§ What needs to be done: The job is to find each line in the entries holding the string "rather" and copy that line.

§ Input:

PR #4065, opened 2026-03-12
feat: add a helper function that translate Python script names into corresponding module names

### LINKED ISSUE #4003: Helper function to be able to call a Python script by its module name (`python -m`)
There are a number of ways of calling Python code:
  
 - `python path/to/file.py` in a `shell:` block
 - `python -m path.to.file` in a `shell:` block
 - `path/to/file.py` in a `script:` block

For mature libraries that can be called as command-line tools, using `python -m` makes sense. For simple scripts, `python path/to/file.py` or `path/to/file.py` is fine.

For slightly more complex script setups, where hundreds to thousands of lines are written for a specific analysis, one wants to be able to split the code into separate modules, with relative imports allowed. However, for this to work correctly (i.e. without hacking `sys.path`), the code must be invoked with `python -m path.to.file`.

However, since the code is being developed bespoke for the workflow, ideally there would _also_ be an explicit dependence on the script as an `input:` file.

Currently there is no easy way to have a `script` dependence that is then referred to as a Python module in a `shell:` block.

For example, consider the setup:

`scripts/main.py`:

```
from . import dependency

dependency.success()
```

`scripts/dependency.py`:

```
def success():
    print("It works!")
```

`scripts/__init__.py`:
[empty file]

Running `python -m scripts.main` works, but how to express that in a Snakefile?

`workflow/Snakefile`:

```
rule python_dependencies:
    input:
        script="scripts/main.py",
    output:
        "dummy.out"
    shell:
        "python {input.script} > {output}"
```

This fails:

```
ImportError: attempted relative import with no known parent package
```

`workflow/Snakefile`:

```
rule python_dependencies:
    input:
        script="scripts/main.py",
    output:
        "dummy.out"
    shell:
        "python -m scripts.main > {output}"
```

This works, but I have to duplicate the script name in slightly different formats; ideally this would be DRY.

```
def fix_name(filename):
    if not filename.endswith(".py"):
        raise ValueError("Doesn't look like a Python script")
    return filename[:-3].replace("/", ".")


rule step_1:
    input:
        script="scripts/main.py",
    output:
        "dummy.out"
    shell:
        "python -m {fix_name(input.script)} > {output}"
```

This fails because I can't put any function call into `shell:` blocks' curly braces.

A helper function that takes a script filename and returns it reformatted as a module name.

E.g.

```
rule step_1:
    input:
        module=python_module("scripts/main.py"),
    output:
        "dummy.out"
    shell:
        "python -m {input.module} > {output}"
```

The current workaround I use is to add an extra parameter to handle the module:

```
rule step_1:
    params:
        module=lambda wildcards, input: input.script.replace("/", ".")[:-3],
    input:
        script="scripts/main.py",
    output:
        "dummy.out"
    shell:
        "python -m {params.module} > {output}"
```

This is annoying boilerplate to have to add to every rule. A compromise would be if I could use a single named function, e.g.

```
def get_module(wildcards, input):
    return input.script.replace("/", ".")[:-3]


rule step_1:
    params:
        module=get_module,
    input:
        script="scripts/main.py",
    output:
        "dummy.out"
    shell:
        "python -m {params.module} > {output}"
```

Currently this isn't possible, as it doesn't seem to be possible to use named functions in `params:` blocks:

```
NameError in file "…/workflow/Snakefile", line 18:
name 'get_module' is not defined
  File "…/workflow/Snakefile", line 18, in <module>
```

edbennett:
Implements the functionality requested in #4003. This may not be mergeable, but I thought it was easier to discuss pros and cons of a concrete implementation proposal rather than a more abstract description of the idea.

Where workflow-specific Python code is under active development, it may be desirable to have an explicit dependency in a rule on the script implementing it. However,
any non-trivial Python code is likely to sit within a package structure, relying on relative imports
(e.g. `from . import another_module` or `from ..helpers import some_helper`). The correct way to call such code is via the module name, i.e. `python -m package.subpackage.module_name`.

Doing this while depending on the script file requires you either to specify the filename twice in slightly different formats (e.g.
```
input:
    script="package/subpackage/module_name.py",
shell:
    "python -m package.subpackage.module_name"
```

or to use a helper function, e.g.:

```
params:
    module=lambda wildcards, input: input.script.replace("/", ".")[:-3],
input:
    script="package/subpackage/module_name.py",
shell:
    "python -m {params.module}"
```

This PR provides a global helper function that may be used to achieve the latter, rather than every workflow needing to reinvent of this wheel.

### QC

## Summary by CodeRabbit

* **New Features**
  * Added a utility to translate script filenames into validated Python module names and expose it via the utilities namespace.

* **Documentation**
  * Added documentation with examples showing default and custom input-name usage for module invocation.

* **Tests**
  * Added tests and sample packages exercising module-name translation, module-mode invocation, and expected failure paths.


johanneskoester:
Not sure I understand the benefit of this over directly using the script directive. Can you explain that? (also in person if you like)

edbennett:
The `script:` directive still ends up calling `python {script_name}`, so has the same issue. I've pushed a test illustrating this.

(Using the `script` directive also means that if your code is designed to be run as a standalone tool as well as being integrated into Snakemake, then as I understand it you need to add separate code paths to handle the input parameters, which can be frustrating.)

tests/test_github_issue4003/Snakefile
```diff
@@ -0,0 +1,49 @@
...
+        script="some_package/some_subpackage/some_module.py",
+    output:
+        "default_name.out"
+    shell:
+        "python -m {params.module} > {output}"
+
+
+rule test_with_non_default_name:
+    params:
+        module=python_module("script_name"),
```
johanneskoester: The usage should rather resemble other ioutils functions. You can take the subpath function for illustration. Basically, the function should accept both a path and a function, thereby allowing to use the [rule item access helpers](https://snakemake.readthedocs.io/en/stable/snakefiles/rules.html#rule-item-access-helpers), e.g.

```python
rule:
    input:
        script="some_package/some_subpackage/some_module.py"
    params:
        module=as_py_module(input.script)
```

johanneskoester (changes requested):
Now that I understood the use case, I like this a lot! Below, there is one request about the syntax though.

edbennett:
Thanks for the suggestion; now done.

johanneskoester (approved):

johanneskoester:
Thanks a lot!

PR #4075, opened 2026-03-12
feat: --interactive mode with a first dryrun, then real run upon user input. fixes #3330

### LINKED ISSUE #3330: allow for directly launching a run, if a `--dryrun` looked good, without restarting DAG building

§ Solution to this problem:
Implements the functionality requested in #4003. This may not be mergeable, but I thought it was easier to discuss pros and cons of a concrete implementation proposal rather than a more abstract description of the idea.
This PR provides a global helper function that may be used to achieve the latter, rather than every workflow needing to reinvent of this wheel.
johanneskoester: The usage should rather resemble other ioutils functions. You can take the subpath function for illustration. Basically, the function should accept both a path and a function, thereby allowing to use the [rule item access helpers](https://snakemake.readthedocs.io/en/stable/snakefiles/rules.html#rule-item-access-helpers), e.g.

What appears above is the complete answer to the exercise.